Avogaro et al.20 found that alcohol intake impairs glucose counterregulation in patients with type 1 diabetes while supporting it in nondiabetic subjects. In addition, alcohol intake in patients with type 1 diabetes and in nondiabetic subjects was associated with normal catecholamine responses and normal hepatic glucose production. Alcohol intake was noted to decrease plasma free fatty acid, and the authors hypothesized that depressed lipolysis in patients with type 1 diabetes led to deficient glucose recovery during alcohol intake.
Growth hormone level is increased in response to hypoglycemia, and that is associated with augmented hepatic glucose production and elevation of free fatty acids, ketones, and branch-chained amino acids. Kerr et al.21 showed that even modest ingestion of alcohol, to levels within the U.K. limits for driving, attenuated the usual growth hormone response to mild hypoglycemia.
CLINICAL PEARLS
Alcohol consumption is common, and its influence on the risk of developing type 2 diabetes appears to have a U-shaped curve.

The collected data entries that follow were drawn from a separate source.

PR #993, opened 2026-07-21
feat(lsp): add project benchmark framework

0xKarl98:
This PR follows up on Dani's comment in #987:
> let's add the benches to codspeed CI and make a framework around it, we probably want to see what other LSPs do and add some project-wide test cases

It extends the existing CodSpeed coverage with a project-wide LSP benchmark framework and realistic `unifap-v2` workloads for full analysis, analysis after a source edit, and common LSP requests. Fixture preparation is kept outside the measured path to provide a stable baseline for future performance tracking and comparisons with other LSP implementations.

### Run it  :
cargo bench -p solar-lsp --bench lsp --features bench

### Open it :
open target/criterion/report/index.html 

### Result :
image

Benchmark result also be shown in codSpeed

### DIFF
--- a/crates/lsp/benches/lsp.rs
+++ b/crates/lsp/benches/lsp.rs
@@ -14,7 +14,7 @@ const UNIFAP_FACTORY: &str = "src/UnifapV2Factory.sol";
 
 struct BenchmarkSource {
     project: BenchmarkProject,
-    hover_requests: Vec<BenchmarkRequest>,
+    hover_positions: Vec<(u32, u32)>,
 }
 
 struct SourceBuilder {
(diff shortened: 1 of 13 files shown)


mattsse (approved):
lgtm

DaniPopes:
let's make all the benches have the same scheme in naming, you can see there's currently 3 benches with just the project name in the codspeed comment

0xKarl98:
@DaniPopes  Have clarified it

crates/lsp/benches/lsp.rs
```diff
@@ -121,5 +132,188 @@ fn burst_hover(c: &mut Criterion) {
...
+        group.bench_with_input(BenchmarkId::from_parameter(name), request, |b, request| {
+            b.iter(|| black_box(analysis.execute(black_box(request))));
+        });
+    }
+    group.finish();
+}
+
+criterion_group!(
+    benches,
+    analysis_build,
```
DaniPopes: can we merge these into one function so we can share the setup, would also help with understanding what benches are being run at a first glance, like in the normal solar benchmarks

0xKarl98: Have unified

DaniPopes:
this is still an issue

image

0xKarl98:
@DaniPopes Have fixed project-analysis pic

DaniPopes (approved):

PR #997, opened 2026-07-21
feat(lsp): add NatSpec completions

0xKarl98:
This adds declaration-aware NatSpec completion for empty line and block comments across contracts, functions, events, errors, structs, enums, and state variables. Templates include matching `@param` and `@return` tags, public getter returns, and signature-compatible `@inheritdoc` candidates, with client-negotiated snippets and UTF-16-safe edits.

Completion stays non-blocking while users type. It derives syntax-only templates from current VFS text and uses indexed semantic details only when source and workspace context are fresh, preventing edits, cache lifecycle changes, or failed and cancelled analysis from exposing stale getter or inheritance data.


crates/lsp/src/symbols.rs
```diff
@@ -288,6 +290,7 @@ impl SymbolTables {
         tables.build_references(gcx, &item_symbols);
         tables.document_links = DocumentLinkIndex::build(gcx, document_link_sources);
         tables.inlay_hints = InlayHintIndex::build(gcx);
+        tables.natspec_completion = NatSpecCompletionIndex::build(gcx);
```
mattsse, line 293: Building the NatSpec index here adds a full HIR/AST/source-token pass to every LSP analysis. CodSpeed reports about an 11% regression in both `analysis-build` cases, and same-machine base/head runs also showed a 4–6% slowdown. Could we collect these entries and source fingerprints during the existing symbol-table traversal, or build the index lazily, instead of rescanning the workspace on each edit?

0xKarl98: Sure , working on the optimizations atm

mattsse (approved):
lgtm

0xKarl98:
@mattsse  Just fixed a dead-lock , now they work as normal
截屏2026-07-22 13 03 53

DaniPopes (approved):

PR #1003, opened 2026-07-21
feat(codegen): support narrow immutables

DaniPopes:
Immutable references previously carried byte offsets through MIR and were forced into PUSH32 placeholders. This change gives each immutable a stable `ImmutableId`, records its `MirType` at the module boundary, prints named declarations under `immutables:`, and represents constructor assignments with a semantic MIR `StoreImmutable` instruction. Staging addresses and word storage now belong exclusively to the EVM backend; `storeimmutable` is not modeled as a Yul or EVM builtin.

Alcohol consumption in patients with type 2 diabetes can result in hypoglycemia because of decreased gluconeogenesis, decreased glycogenolysis, and possibly reactive hypoglycemia in response to carbohydrate intake.
Most data are retrospective or observational, and more research is needed to determine the long-term effects of alcohol consumption on glycemic control, self-management behaviors, and the complications of diabetes.